=== Directions ===
Copy each line that includes the string "using" from the material into your answer.

[Start of section]

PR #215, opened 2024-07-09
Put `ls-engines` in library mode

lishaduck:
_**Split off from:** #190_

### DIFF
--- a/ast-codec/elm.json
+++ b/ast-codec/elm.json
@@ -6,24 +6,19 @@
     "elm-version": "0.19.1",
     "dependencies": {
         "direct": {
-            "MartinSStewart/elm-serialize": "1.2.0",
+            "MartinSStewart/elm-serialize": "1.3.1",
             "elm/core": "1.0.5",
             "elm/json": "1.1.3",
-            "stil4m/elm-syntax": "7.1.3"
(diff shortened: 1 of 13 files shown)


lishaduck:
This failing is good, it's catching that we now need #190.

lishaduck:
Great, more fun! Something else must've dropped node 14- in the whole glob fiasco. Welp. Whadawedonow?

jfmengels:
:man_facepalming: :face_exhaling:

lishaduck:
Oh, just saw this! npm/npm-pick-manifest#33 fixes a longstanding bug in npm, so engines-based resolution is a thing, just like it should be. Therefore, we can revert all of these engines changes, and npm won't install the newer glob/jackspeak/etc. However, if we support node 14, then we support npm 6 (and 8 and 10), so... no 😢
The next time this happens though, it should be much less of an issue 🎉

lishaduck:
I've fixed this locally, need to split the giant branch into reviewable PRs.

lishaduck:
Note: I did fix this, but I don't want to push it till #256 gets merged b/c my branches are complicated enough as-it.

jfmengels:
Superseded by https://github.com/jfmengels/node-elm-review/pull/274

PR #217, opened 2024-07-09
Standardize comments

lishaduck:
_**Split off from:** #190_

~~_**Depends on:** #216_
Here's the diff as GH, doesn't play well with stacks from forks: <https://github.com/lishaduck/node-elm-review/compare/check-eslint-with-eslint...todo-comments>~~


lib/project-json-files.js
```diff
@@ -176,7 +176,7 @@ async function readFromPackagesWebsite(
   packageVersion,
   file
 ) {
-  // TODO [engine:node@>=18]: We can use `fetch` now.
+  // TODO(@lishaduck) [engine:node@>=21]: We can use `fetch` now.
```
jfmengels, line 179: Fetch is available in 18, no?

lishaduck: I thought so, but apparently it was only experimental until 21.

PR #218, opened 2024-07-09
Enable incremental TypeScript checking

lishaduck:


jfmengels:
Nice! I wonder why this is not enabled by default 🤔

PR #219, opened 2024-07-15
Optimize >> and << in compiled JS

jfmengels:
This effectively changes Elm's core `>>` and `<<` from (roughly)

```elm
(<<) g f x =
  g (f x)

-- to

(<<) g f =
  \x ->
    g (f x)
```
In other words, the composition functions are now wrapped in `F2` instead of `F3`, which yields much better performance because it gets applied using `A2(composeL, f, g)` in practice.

[End of section]
[Start of section]

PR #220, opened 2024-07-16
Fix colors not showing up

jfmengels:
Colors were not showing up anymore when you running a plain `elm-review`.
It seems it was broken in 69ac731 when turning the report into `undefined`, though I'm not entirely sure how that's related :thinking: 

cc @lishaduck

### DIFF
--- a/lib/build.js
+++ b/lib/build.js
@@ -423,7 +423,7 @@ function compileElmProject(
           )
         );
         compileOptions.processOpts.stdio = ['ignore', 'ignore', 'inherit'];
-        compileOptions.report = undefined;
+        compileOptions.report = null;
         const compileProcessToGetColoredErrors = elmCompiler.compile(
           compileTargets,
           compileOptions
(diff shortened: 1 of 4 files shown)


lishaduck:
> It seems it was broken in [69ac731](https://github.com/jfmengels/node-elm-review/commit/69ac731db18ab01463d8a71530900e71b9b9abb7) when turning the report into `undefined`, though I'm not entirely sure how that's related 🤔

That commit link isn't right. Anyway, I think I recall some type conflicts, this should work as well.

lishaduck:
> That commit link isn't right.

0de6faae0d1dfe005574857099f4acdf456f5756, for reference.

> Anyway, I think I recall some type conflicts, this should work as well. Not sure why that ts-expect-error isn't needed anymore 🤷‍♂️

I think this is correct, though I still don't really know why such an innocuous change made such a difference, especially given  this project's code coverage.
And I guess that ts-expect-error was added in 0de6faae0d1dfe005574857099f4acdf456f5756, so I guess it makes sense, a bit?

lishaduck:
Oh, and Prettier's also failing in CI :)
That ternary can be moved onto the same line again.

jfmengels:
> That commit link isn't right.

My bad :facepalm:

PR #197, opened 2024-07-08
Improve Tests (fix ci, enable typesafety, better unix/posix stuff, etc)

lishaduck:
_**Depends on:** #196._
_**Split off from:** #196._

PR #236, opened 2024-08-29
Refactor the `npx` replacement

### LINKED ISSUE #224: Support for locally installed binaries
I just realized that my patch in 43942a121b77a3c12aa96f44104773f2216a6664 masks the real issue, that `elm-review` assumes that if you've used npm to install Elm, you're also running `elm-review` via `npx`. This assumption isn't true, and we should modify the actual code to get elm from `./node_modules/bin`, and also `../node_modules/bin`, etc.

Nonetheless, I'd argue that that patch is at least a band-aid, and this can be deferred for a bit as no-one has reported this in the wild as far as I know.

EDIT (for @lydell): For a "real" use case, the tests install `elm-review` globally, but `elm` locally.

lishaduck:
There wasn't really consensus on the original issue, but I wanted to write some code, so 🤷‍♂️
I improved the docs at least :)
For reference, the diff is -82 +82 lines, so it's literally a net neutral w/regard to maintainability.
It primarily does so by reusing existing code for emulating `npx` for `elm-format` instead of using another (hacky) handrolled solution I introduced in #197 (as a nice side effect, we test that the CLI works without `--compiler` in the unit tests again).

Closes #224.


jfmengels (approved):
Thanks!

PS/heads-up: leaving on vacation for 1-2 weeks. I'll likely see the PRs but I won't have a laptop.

[End of section]

=== Answer section ===
In other words, the composition functions are now wrapped in `F2` instead of `F3`, which yields much better performance because it gets applied using `A2(composeL, f, g)` in practice.
It primarily does so by reusing existing code for emulating `npx` for `elm-format` instead of using another (hacky) handrolled solution I introduced in #197 (as a nice side effect, we test that the CLI works without `--compiler` in the unit tests again).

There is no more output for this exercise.